Tre bicchieri in giro per la Campania

Non ci voleva molto a capire che giorno fosse questo. Mi è bastato aprire gli occhi e fissare la testa di cavallo distesa sul letto accanto a me per ricordarmi immediatamente che oggi vengono diramati i Tre Bicchieri campani della guida Vini d’Italia 2010 del Gambero Rosso

Scherzi a parte, questa è sempre una giornata particolare per chi prova a fare il nostro “mestiere” (ammesso che qualcuno abbia capito quale sia). Perché, volente o nolente, ci si trova naturalmente a tirare le somme di un percorso, nel nostro caso una lunga estate di assaggi e controassaggi, finali, schede, visite. Campania, Basilicata, Umbria, Nord Piemonte, Langa: di sicuro non posso lamentarmi per i vini che mi è toccato, “per lavoro”, testare.

Senza nulla togliere agli altri territori (a cui dedicherò altri post nei prossimi giorni), il fulcro della mia collaborazione col Gambero continua ad essere la mia amata-odiata Campania. E allora mi permetto di copiare Antonio con un breve (si fa per dire) riassunto-commento della lista dei premiati di quest’anno. Una lista che spero venga letta come a mio avviso dovrebbero essere tutte le liste di tutte le guide: una proposta, una sintesi, un punto di vista, significativo ma non certo decisivo nell’analisi di quello che la regione ha da offrire, tra veterani e novità, piccoli e grandi, territori di riferimento e aree emergenti.
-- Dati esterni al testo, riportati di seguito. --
PR #12673, opened 2016-08-14
Ensures fold-gutter is always inserted after the line-number gutter (if it exists)

thehogfather:
Addresses issue where line numbers appears after fold gutter if the line number visibility is toggled in the View Menu.

Uses [MutationObserver](https://developer.mozilla.org/en/docs/Web/API/MutationObserver) to watch changes to the brackets code mirror gutters.

Was PR #11593
Addresses #11577, #10864

@ficristo I noticed that globals are no longer placed in files, I've used globals here for MutationObserver (since it isn't used anywhere else) - but open to moving to a more central location if needed.

### DIFF
--- a/src/extensions/default/CodeFolding/main.js
+++ b/src/extensions/default/CodeFolding/main.js
@@ -52,7 +52,12 @@ define(function (require, exports, module) {
         collapseAllKey          = "Alt-1",
         expandAllKey            = "Shift-Alt-1",
         collapseAllKeyMac       = "Cmd-1",
-        expandAllKeyMac         = "Cmd-Shift-1";
+        expandAllKeyMac         = "Cmd-Shift-1",
+        SAVE_FOLD_STATES        = "saveFoldStates",
+        HIDE_UNTIL_MOUSE_OVER   = "hideUntilMouseover",
+        MAKE_SELECTION_FOLDABLE = "makeSelectionFoldable",
+        ALWAYS_USE_INDENT_FOLD  = "alwaysUseIndentFold",
+        LINE_NUMBER_GUTTER      = "CodeMirror-linenumbers";
 
     ExtensionUtils.loadStyleSheet(module, "main.less");
 
@@ -69,11 +74,10 @@ define(function (require, exports, module) {
         indentFold              = require("foldhelpers/indentFold"),
         selectionFold           = require("foldhelpers/foldSelected");
 
-
     /** Set to true when init() has run; set back to false after deinit() has run */
     var _isInitialized = false,
         gutterObservers = {};
-
+        
     /**
       * Restores the linefolds in the editor using values fetched from the preference store
       * Checks the document to ensure that changes have not been made (e.g., in a different editor)
@@ -112,7 +116,7 @@ define(function (require, exports, module) {
             });
         }
 
-        var saveFolds = prefs.getSetting("saveFoldStates");
+        var saveFolds = prefs.getSetting(SAVE_FOLD_STATES);
         if (!editor || !saveFolds) {
             return;
         }
@@ -147,7 +151,7 @@ define(function (require, exports, module) {
       * @param {Editor} editor the editor whose line folds should be saved
       */
     function saveLineFolds(editor) {
-        var saveFolds = prefs.getSetting("saveFoldStates");
+        var saveFolds = prefs.getSetting(SAVE_FOLD_STATES);
         if (!editor || !saveFolds) {
             return;
         }
@@ -263,6 +267,7 @@ define(function (require, exports, module) {
       */
     function createGutter(editor) {
         var cm = editor._codeMirror;
+        var rootElement = editor.getRootElement();
         var path = editor.document.file.fullPath, _lineFolds = prefs.getFolds(path);
         _lineFolds = _lineFolds || {};
         cm._lineFolds = _lineFolds;
@@ -270,11 +275,11 @@ define(function (require, exports, module) {
 
         // Reuse any existing fold gutter
         if (gutters.indexOf(GUTTER_NAME) < 0) {
-            var lineNumberIndex = gutters.indexOf("CodeMirror-linenumbers");
+            var lineNumberIndex = gutters.indexOf(LINE_NUMBER_GUTTER);
             if (lineNumberIndex < 0) {
-                $(editor.getRootElement()).addClass("linenumber-disabled");
+                $(rootElement).addClass("linenumber-disabled");
             }
-            $(editor.getRootElement()).addClass("folding-enabled");
+            $(rootElement).addClass("folding-enabled");
             gutters.splice(lineNumberIndex + 1, 0, GUTTER_NAME);
             cm.setOption("gutters",  gutters);
             cm.refresh();  // force recomputing gutter width - .folding-enabled class affects linenumbers gutter which has existing cached width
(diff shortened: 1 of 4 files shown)


ficristo:
@thehogfather thank you for the PR.
In general, from now onwards, the inline directives are mostly forbidden (there are still some exceptions).
In this case you can put `MutationObserver` after `ArrayBuffer` both in `.eslintrc.json` and `.brackets.json`.

ficristo:
I think @MarcelGerber or @petetnt are better to review this one.

MarcelGerber:
Looks like #10864 is fixed now, but I still see the other issue with the active line highlight
image
(This is Brackets running without extensions on the preinstalled Brackets Dark theme)

thehogfather:
@MarcelGerber could you share a link to the active line highlight issue? This PR only addresses the issues mentioned in the description. Neither of those have anything to do with active line highlights.

MarcelGerber:
Ah, I see now. #11577 mentions the issue, but I thought it's all about it.
This may not even be the fault of this extension.

src/extensions/default/CodeFolding/main.js
```diff
@@ -270,9 +270,12 @@ define(function (require, exports, module) {
 
         // Reuse any existing fold gutter
         if (gutters.indexOf(GUTTER_NAME) < 0) {
-            var lnIndex = gutters.indexOf("CodeMirror-linenumbers");
+            var lineNumberIndex = gutters.indexOf("CodeMirror-linenumbers");
+            if (lineNumberIndex < 0) {
+                $(editor.getRootElement()).addClass("linenumber-disabled");
```
MarcelGerber: This might also go well here: https://github.com/adobe/brackets/blob/7814da193b98ff7889714a601d630973bddf02d0/src/editor/Editor.js#L2324-L2328

That way, stylesheets and other extension have an easy way to reuse this state.
cc @nethip

thehogfather:
No I don't think the extension introduced the issue - although to be honest I am not actually sure what the expectation is here - so a little difficult to explore a solution.

src/extensions/default/CodeFolding/main.js
```diff
@@ -316,6 +320,38 @@ define(function (require, exports, module) {
         if (editor._codeMirror.getOption("gutters").indexOf(GUTTER_NAME) === -1) {
             createGutter(editor);
             restoreLineFolds(editor);
+            // Watch mutations on code mirror gutters and ensure line numbers are added before fold gutter.
+            var config = {childList: true};
+            var gutters,
+                lineNumberIndex,
+                foldGutterIndex,
+                cm = editor._codeMirror,
+                guttersContainer = $(".CodeMirror-gutters", editor.getRootElement()),
```
petetnt: `editor.getRootElement()` is used here, on L342, L344 and L346 so it could / should be saved to an variable

src/extensions/default/CodeFolding/main.js
```diff
@@ -371,6 +407,11 @@ define(function (require, exports, module) {
         Editor.forEveryEditor(function (editor) {
             CodeMirror.commands.unfoldAll(editor._codeMirror);
             removeGutter(editor);
+            //disconnect any mutation observers on the gutter
+            if (gutterObservers[editor.document.file.fullPath]) {
```
petetnt: `gutterObservers[editor.document.file.fullPath]` could be cached to an variable too

src/extensions/default/CodeFolding/main.less
```diff
@@ -49,6 +49,24 @@
     padding-right: 5px;
 }
 
+// If line numbers are not shown and codefolding is enabled we remove the left padding.
+ // We add the same padding below to the fold gutter
+ .show-line-padding {
+     .folding-enabled.linenumber-disabled pre{
```
petetnt: Nit: Space between `pre` and `{`

src/extensions/default/CodeFolding/main.less
```diff
@@ -49,6 +49,24 @@
...
+     }
+ }
+ 
+ .CodeMirror.linenumber-disabled {
+     // When there are no line numbers, .show-line-padding class adds 15px left padding to line numbers.
+     // Here we compensate for that gap by adding the same padding to the folding gutter.
+     .CodeMirror-foldgutter,
+     .CodeMirror-foldgutter-open,
+     .CodeMirror-foldgutter-folded,
+     .CodeMirror-foldgutter-blank{
```
petetnt: Nit: Space between `-blank` and `{`

petetnt:
Small general nit: Would be nice if all the magic strings would be moved to constants in the file, would make modifications somewhat easier / safer (can be done in another PR too though)!

Good job @thehogfather once again :+1:

src/extensions/default/CodeFolding/main.js
```diff
@@ -263,34 +267,38 @@ define(function (require, exports, module) {
...
         var gutters = cm.getOption("gutters").slice(0);
 
         // Reuse any existing fold gutter
         if (gutters.indexOf(GUTTER_NAME) < 0) {
-            var lnIndex = gutters.indexOf("CodeMirror-linenumbers");
-            $(editor.getRootElement()).addClass("folding-enabled");
-            gutters.splice(lnIndex + 1, 0, GUTTER_NAME);
+            var lineNumberIndex = gutters.indexOf(LINE_NUMBER_GUTTER);
+            if (lineNumberIndex < 0) {
+                $(rootElement).addClass("linenumber-disabled");
```
thehogfather: @MarcelGerber originally wrote : 

>This might also go well here: https://github.com/adobe/brackets/blob/7814da193b98ff7889714a601d630973bddf02d0/src/editor/Editor.js#L2324-L2328

>That way, stylesheets and other extension have an easy way to reuse this state.
cc @nethip

zaggino:
Is this waiting for anything @petetnt ?

petetnt:
I'll try to test this out once more and run the tests ASAP and merge this in if all is good.

petetnt:
There are some failing Code Folding tests which are unrelated to this PR which are being tracked in #12724.

This PR LGTM, merging.

zaggino:
Getting back to this, related to https://github.com/adobe/brackets/issues/12726#issuecomment-242946372 I believe this should be reverted, using MutationObserver is not a good thing. Especially if some other extensions tries to do the same thing, I expect we start to get infinite loops?

cc @MarcelGerber @petetnt @thehogfather

thehogfather:
This is a symptom of an underlying limitation (within the core libraries CodeMirror and brackets) - i.e., the absence of a rich API for manipulating the gutter in the editor. 

At the moment, every extension (that requires the gutter) splices and directly manipulates the gutter without regard for how any other extension might be using the gutter wrt relative position / placement  etc. Indeed it is difficult to preempt how many different ways the gutter might be used by other extensions.

What might be immediately useful in a hypothetical API would be the notion of an anchor gutter or gutters (say the line numbers gutter) such that  placement of other gutters are requested relative to said anchor gutter(s). So one might say `insert the code-folding gutter after the line-numbers`, `insert the git gutter before the line-numbers`, `insert theseus-gutter after git, before line numbers` etc.

If such an API (or a much refined variation) existed, then there wouldn't be need for the MutationObserver (since all requests to manipulate would go through said API).

Re: infinite loops,
Totally possible if different extensions decided to use mutationobservers directly as well. The implementation in this PR itself should not cause infinite loops as it disconnects the observer while updating the gutter.

cc @zaggino @MarcelGerber @petetnt 
ref #12726

zaggino:
We should definitely set up an API in brackets, make this work with that API and let authors fix their extensions to use the API. Current state is not maintenable, and if we add this, another authors will do the same for their purposes and then we'll have a hell around a simple feature.

petetnt:
Haven't/didn't run to #12726 but let's revert this one and let's think of a nicer API for doing this.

E’ solo una delle infinite liste possibili, ne sono consapevole, ed è normale che possa suscitare mille obiezioni e perfino aspre critiche. Ma, senza inutili ipocrisie, è una lista che sento particolarmente vicina alla mia sensibilità, alla mia lettura delle attuali dinamiche produttive e stilistiche campane e, perché no, al mio gusto personale. Quindi, citando nuovamente er sor Tipicamente, il giudizio collettivo sintetizzato dalle proposte del Gambero a volte mi piace di più e volte di meno, come è ovvio che sia. E se proprio volete saperlo, questa volta piace di più anche a me…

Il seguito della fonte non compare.